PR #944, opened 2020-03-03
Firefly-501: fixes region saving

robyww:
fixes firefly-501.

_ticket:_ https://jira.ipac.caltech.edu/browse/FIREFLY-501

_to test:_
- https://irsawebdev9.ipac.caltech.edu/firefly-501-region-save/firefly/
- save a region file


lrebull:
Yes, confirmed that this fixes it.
§ §
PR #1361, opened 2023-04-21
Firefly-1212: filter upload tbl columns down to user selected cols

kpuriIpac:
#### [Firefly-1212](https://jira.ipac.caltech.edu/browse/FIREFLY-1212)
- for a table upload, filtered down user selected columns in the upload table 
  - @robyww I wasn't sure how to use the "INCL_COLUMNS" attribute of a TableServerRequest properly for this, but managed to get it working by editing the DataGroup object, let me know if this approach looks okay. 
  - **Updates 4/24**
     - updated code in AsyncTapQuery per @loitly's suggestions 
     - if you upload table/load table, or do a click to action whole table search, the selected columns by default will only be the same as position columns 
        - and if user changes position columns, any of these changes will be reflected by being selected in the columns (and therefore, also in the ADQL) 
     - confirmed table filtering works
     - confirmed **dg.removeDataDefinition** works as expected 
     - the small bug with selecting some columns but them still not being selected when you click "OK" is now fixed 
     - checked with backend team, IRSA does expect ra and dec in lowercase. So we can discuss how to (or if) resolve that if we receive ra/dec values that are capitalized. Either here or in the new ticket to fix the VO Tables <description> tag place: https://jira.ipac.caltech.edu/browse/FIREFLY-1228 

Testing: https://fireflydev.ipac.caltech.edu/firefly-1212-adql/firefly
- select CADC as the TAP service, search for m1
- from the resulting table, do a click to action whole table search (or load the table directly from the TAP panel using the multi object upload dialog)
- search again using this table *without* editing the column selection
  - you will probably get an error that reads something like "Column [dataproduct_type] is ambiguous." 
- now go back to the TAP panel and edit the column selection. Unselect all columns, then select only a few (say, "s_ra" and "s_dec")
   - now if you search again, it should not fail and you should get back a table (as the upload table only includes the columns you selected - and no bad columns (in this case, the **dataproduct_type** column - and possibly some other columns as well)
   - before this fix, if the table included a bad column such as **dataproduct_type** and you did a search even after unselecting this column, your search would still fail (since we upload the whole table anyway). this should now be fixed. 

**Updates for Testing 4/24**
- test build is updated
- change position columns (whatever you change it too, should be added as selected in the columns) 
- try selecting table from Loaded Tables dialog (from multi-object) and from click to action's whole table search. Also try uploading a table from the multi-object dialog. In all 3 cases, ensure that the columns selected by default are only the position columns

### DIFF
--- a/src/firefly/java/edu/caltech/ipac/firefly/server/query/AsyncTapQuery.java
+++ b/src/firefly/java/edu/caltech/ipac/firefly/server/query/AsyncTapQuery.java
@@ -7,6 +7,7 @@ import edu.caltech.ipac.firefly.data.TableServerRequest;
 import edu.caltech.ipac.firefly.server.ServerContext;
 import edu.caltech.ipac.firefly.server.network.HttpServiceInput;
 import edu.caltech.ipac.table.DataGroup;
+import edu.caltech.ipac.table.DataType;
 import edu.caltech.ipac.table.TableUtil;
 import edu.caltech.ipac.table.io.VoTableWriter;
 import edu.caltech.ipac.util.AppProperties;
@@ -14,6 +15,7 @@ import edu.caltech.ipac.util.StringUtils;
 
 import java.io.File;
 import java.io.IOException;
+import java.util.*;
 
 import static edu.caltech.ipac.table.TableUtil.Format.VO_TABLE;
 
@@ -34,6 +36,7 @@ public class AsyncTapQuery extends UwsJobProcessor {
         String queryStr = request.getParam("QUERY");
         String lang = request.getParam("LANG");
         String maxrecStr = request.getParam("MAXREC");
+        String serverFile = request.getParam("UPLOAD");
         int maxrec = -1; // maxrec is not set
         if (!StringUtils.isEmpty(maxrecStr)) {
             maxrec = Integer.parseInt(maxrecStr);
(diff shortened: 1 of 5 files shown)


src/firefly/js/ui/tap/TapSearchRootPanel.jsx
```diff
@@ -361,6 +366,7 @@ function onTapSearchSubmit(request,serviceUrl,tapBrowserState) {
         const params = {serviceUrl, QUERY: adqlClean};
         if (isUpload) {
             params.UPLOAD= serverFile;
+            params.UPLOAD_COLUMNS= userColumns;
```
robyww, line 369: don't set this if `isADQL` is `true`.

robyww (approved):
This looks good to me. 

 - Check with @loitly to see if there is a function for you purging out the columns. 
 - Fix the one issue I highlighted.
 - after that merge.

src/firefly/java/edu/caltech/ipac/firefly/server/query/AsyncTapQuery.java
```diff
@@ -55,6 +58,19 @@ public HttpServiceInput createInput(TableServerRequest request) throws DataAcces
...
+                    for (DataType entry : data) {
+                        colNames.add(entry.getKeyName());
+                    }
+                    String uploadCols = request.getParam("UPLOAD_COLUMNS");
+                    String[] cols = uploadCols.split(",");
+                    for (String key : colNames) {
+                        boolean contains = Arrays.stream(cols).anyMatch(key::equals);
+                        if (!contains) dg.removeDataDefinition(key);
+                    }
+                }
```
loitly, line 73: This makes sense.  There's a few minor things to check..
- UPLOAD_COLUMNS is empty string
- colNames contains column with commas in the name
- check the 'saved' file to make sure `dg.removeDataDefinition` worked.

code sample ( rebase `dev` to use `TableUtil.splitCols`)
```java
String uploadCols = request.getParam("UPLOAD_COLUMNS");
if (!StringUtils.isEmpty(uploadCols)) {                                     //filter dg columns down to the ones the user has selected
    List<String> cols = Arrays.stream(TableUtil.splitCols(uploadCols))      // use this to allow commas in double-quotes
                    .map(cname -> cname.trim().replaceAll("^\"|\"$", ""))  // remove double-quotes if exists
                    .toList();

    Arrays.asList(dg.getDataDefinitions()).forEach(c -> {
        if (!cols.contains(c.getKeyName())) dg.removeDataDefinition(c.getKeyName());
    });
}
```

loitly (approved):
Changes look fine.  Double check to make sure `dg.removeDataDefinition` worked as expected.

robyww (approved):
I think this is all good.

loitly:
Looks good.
§ §
### What you are asked to do:
Please make an exact copy of the lines above from the line with "PR #944, opened 2020-03-03" through the line with "Yes, confirmed that this fixes it.", both ends included.

### Solution for this exercise:
PR #944, opened 2020-03-03
Firefly-501: fixes region saving

robyww:
fixes firefly-501.

_ticket:_ https://jira.ipac.caltech.edu/browse/FIREFLY-501

_to test:_
- https://irsawebdev9.ipac.caltech.edu/firefly-501-region-save/firefly/
- save a region file


lrebull:
Yes, confirmed that this fixes it.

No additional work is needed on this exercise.